Many organisations expressed concern about the intentions and scope of the review itself. The review misses the opportunity to examine how effectively human rights are being protected, and what more could be done to ensure the rights of the most vulnerable. Its narrow focus on particular constitutional and judicial relations is, for many, indicative of a government view to limit judicial channels of scrutiny and human rights protection. At times the review asked leading questions seemingly designed to elicit a response in favour of weakening the act – such as ‘whether courts have been drawn unduly into matters of policy’.
Immigration Law Practitioners Association (ILPA) point to the concerning lack of evidence to support proposed changes, citing the Ministry of Justice’s “perception”, rather than evidential basis, that the HRA has meant the involvement of courts in policy as well as law. ILPA points out that “any such perception is completely inaccurate” and as such “a matter of enormous concern” that a review is launched on such grounds.
Liberty express their “deep concern” that the proposals the review is considering will limit the ability of the courts to take action when human rights violations occur and “significantly impede individuals’ ability to hold the state to account”. Protecting the HRA is a “necessary step towards strengthening our human rights frameworks''. Like many others, Liberty points out that the HRA has been carefully constructed in a way that upholds parliamentary sovereignty, independence of domestic courts, while fostering international judicial dialogue.
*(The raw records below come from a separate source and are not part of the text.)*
PR #530, opened 2020-08-19
No pipeline fix

Hazardu:


Hazardu:
Not ready to merge
```
irr/builtin/shaders/loaders/mtl/fragment_impl.glsl:212: error: 'UV' : undeclared identifier
irr/builtin/shaders/loaders/mtl/fragment_impl.glsl:212: error: 'constructor' : not enough data provided for constructionirr/builtin/shaders/loaders/mtl/fragment_impl.glsl:212: error: '=' :  cannot convert from ' const float' to ' temp highp 2X2 matrix of float'
```

this is most likely because the hash for the metadata is _wrong_
The engine treats a pipeline without uv like its a pipeline with uv, or vice versa

src/irr/asset/COBJMeshFileLoader.cpp
```diff
@@ -63,6 +63,16 @@ constexpr uint32_t BND_NUM = 0u;
...
 	SVertexInputParams vtxParams;
+	SBlendParams blendParams;
+	SPrimitiveAssemblyParams primParams;
+	SRasterizationParams rasterParams;
+
+	blendParams.blendParams[0].blendEnable = true;
+	blendParams.blendParams[0].srcColorFactor = EBF_ONE;
+	blendParams.blendParams[0].srcAlphaFactor = EBF_ONE;
+	blendParams.blendParams[0].dstColorFactor = EBF_ONE_MINUS_SRC_ALPHA;
+	blendParams.blendParams[0].dstAlphaFactor = EBF_ONE_MINUS_SRC_ALPHA;
```
devshgraphicsprogramming: default should not blend!

src/irr/asset/COBJMeshFileLoader.cpp
```diff
@@ -76,32 +86,87 @@ COBJMeshFileLoader::COBJMeshFileLoader(IAssetManager* _manager) : AssetManager(_
...
+			auto& semantic = (shaderInputsMetadata->end() - i - 1u)[0];
+			semantic.type = types[i];
+			semantic.descriptorSection.type = IPipelineMetadata::ShaderInput::ET_UNIFORM_BUFFER;
+			semantic.descriptorSection.uniformBufferObject.binding = ds1layout->getBindings().begin()[0].binding;
+			semantic.descriptorSection.uniformBufferObject.set = 1u;
+			semantic.descriptorSection.uniformBufferObject.relByteoffset = relOffsets[i];
+			semantic.descriptorSection.uniformBufferObject.bytesize = sizes[i];
+			semantic.descriptorSection.shaderAccessFlags = ICPUSpecializedShader::ESS_VERTEX;
+		}
+	}
```
devshgraphicsprogramming: layouts, shaders and metadata are common for both actual MTL pipelines and a dummy default one.

Also why are you creating this default pipeline in OBJ loader, and not MTL loader?

src/irr/asset/COBJMeshFileLoader.cpp
```diff
@@ -458,10 +523,7 @@ asset::SAssetBundle COBJMeshFileLoader::loadAsset(io::IReadFile* _file, const as
 			//if there's no pipeline for this meshbuffer, set dummy one
 			if (!submeshes[i]->getPipeline())
 			{
-				auto pipeline = getDefaultAsset<ICPURenderpassIndependentPipeline, IAsset::ET_RENDERPASS_INDEPENDENT_PIPELINE>(
-					hasUV ? DUMMY_PIPELINE_UV_CACHE_KEY : DUMMY_PIPELINE_NO_UV_CACHE_KEY,
-					AssetManager
-				);
+				auto pipeline = getDefaultAsset<ICPURenderpassIndependentPipeline, IAsset::ET_RENDERPASS_INDEPENDENT_PIPELINE>(hasUV? DEFAULT_MTL_PIPELINE_UV_CACHE_KEY : DEFAULT_MTL_PIPELINE_NO_UV_CACHE_KEY, AssetManager);
```
devshgraphicsprogramming: what's this new function?

src/irr/asset/COBJMeshFileLoader.cpp
Hazardu: because if there is no mtl file, the pipeline for a mesh buffer is assigned in obj loader

devshgraphicsprogramming: the default result of a loader should be handled by the loader.

src/irr/asset/CGraphicsPipelineLoaderMTL.cpp
```diff
@@ -148,6 +169,55 @@ CGraphicsPipelineLoaderMTL::CGraphicsPipelineLoaderMTL(IAssetManager* _am) : m_a
...
+   
+
+   
+    
+    */
+    auto texture_file = m_assetMgr->getFileSystem()->createMemoryReadFile(MISSING_CHECKERBOARD_TEXTURE_CONTENT, sizeof(MISSING_CHECKERBOARD_TEXTURE_CONTENT), "checkerboard.png");
+
+    SAssetLoadParams params;
+    auto imageBundle = m_assetMgr->getAsset(texture_file, std::string("checkerboard.png"), params);
+    auto image = core::smart_refctd_ptr_dynamic_cast<ICPUImage>(imageBundle.getContents().begin()[0]);
```
Hazardu: I'm getting access violations on this line. I have no idea why

src/irr/asset/CGraphicsPipelineLoaderMTL.cpp
```diff
@@ -324,19 +379,30 @@ SAssetBundle CGraphicsPipelineLoaderMTL::loadAsset(io::IReadFile* _file, const I
...
+                        _override->insertAssetIntoCache(bundle, dsCacheKey, ctx.inner, _hierarchyLevel + ICPURenderpassIndependentPipeline::DESC_SET_HIERARCHYLEVELS_BELOW);
+                    }
+                }
+            }
+            else {
+                const asset::IAsset::E_TYPE types[]{ asset::IAsset::ET_DESCRIPTOR_SET, (asset::IAsset::E_TYPE)0u };
+                auto b = m_assetMgr->findAssets(dsCacheKey, types);
+                if (b)
+                {
+                    ds3 = core::smart_refctd_ptr_dynamic_cast<ICPUDescriptorSet>(b->begin()->getContents().begin()[0]);
```
Hazardu: when using loadAsset() from the constructor, _override is equal to null ptr, and only then. The plan is to load the cached descriptor set with the magenta checkerboard and use it.

src/irr/asset/CGraphicsPipelineLoaderMTL.cpp
devshgraphicsprogramming: bundle is empty?

Hazardu: i found the problem, CImageWriterPNG was initialized after CGraphicsPipelineLoaderMTL

devshgraphicsprogramming: erm, maybe
just maybe

we should have adding of built-in assets be separate from the constructors?

i.e. first all loaders are constructed and added, then we call `init` ?

devshgraphicsprogramming:
@Crisspl can you do the final reviews on this and merge this into your mitsuba megabranch?

Hazardu:
Could you delay merging untill later today?
There are some changes to level curve extraction that I made for the purpose of sending a zip file to a client. 
I'll be home past 17:30, so the last commit should be pushed shortly after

Southall Black Sisters, an organisation which works to protect the rights of Black and Minority Ethnic women, similarly express “deep concern” at the scope of the review itself. They describe the HRA as a “vital legal tool” for challenging power, which “must not be diluted to serve the interests of the government of the day”. They urge that the review must not be used to undermine the Act.
BID’s own response stated that any changes to the existing framework would ‘risk upsetting a delicate balance’ between ‘the domestic authorities and the European Court of Human Rights on the one hand, and of parliament, the executive and the judiciary on the other’.
The government's hostility to the HRA does not stand alone. Its Independent Review of Administrative Law of July 2020 simultaneously considers ways to reform the process of Judicial Review, with a view to reducing the ability of individuals and organisations to hold the government to account. At the same time, the government’s Policing, Crime, Sentencing and Courts bill tramples on the right to protest at various points. Taken together these proposals must be seen as part of a broader attempt to dismantle channels of accountability and place the government above scrutiny and even above the law. In BID’s area of work these developments are highly concerning as Judicial Review and the HRA provide crucial mechanisms for challenging wrongful and unlawful detention and removal in the UK.
We are greatly encouraged by the strength of the response from civil society. A remarkably diverse range of organisations with experience and expertise on a very wide range of issues came out to defend the HRA. It is difficult to see how the government can dismantle the Act in the face of such strong and united opposition.